Aim of the task: In the entries below, find every line holding the string "functions" and collect it.

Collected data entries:
________________________________________
PR #821, opened 2025-04-10
Eliom_lib: Remove deprecated logging functions

Julow:
These functions were deprecated for more than 10 years, since the introduction of `Lwt_log`: https://github.com/ocsigen/eliom/pull/117

### DIFF
--- a/src/lib/eliom_lib.client.ml
+++ b/src/lib/eliom_lib.client.ml
@@ -101,14 +101,6 @@ let _ =
         (Js.string (Printexc.to_string exn))
         exn
 
-(* Deprecated ON *)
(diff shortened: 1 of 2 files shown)


smorimoto (approved):

hhugo:
It would have been better to deprecate them with an attributes `[@@deprecated "use blah instead"]` so that user have some hints about the migration.

Julow:
These functions required a little amount of work to be ported to `Logs` and that was my main motivation for removing them.
I don't mind adding them back with a deprecated alert but do you think they are used somewhere ? I can't find any qualified occurrences with Sherlocode.

Julow:
Added in https://github.com/ocsigen/eliom/pull/827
________________________________________
Solution to the exercise:
Eliom_lib: Remove deprecated logging functions
These functions were deprecated for more than 10 years, since the introduction of `Lwt_log`: https://github.com/ocsigen/eliom/pull/117
These functions required a little amount of work to be ported to `Logs` and that was my main motivation for removing them.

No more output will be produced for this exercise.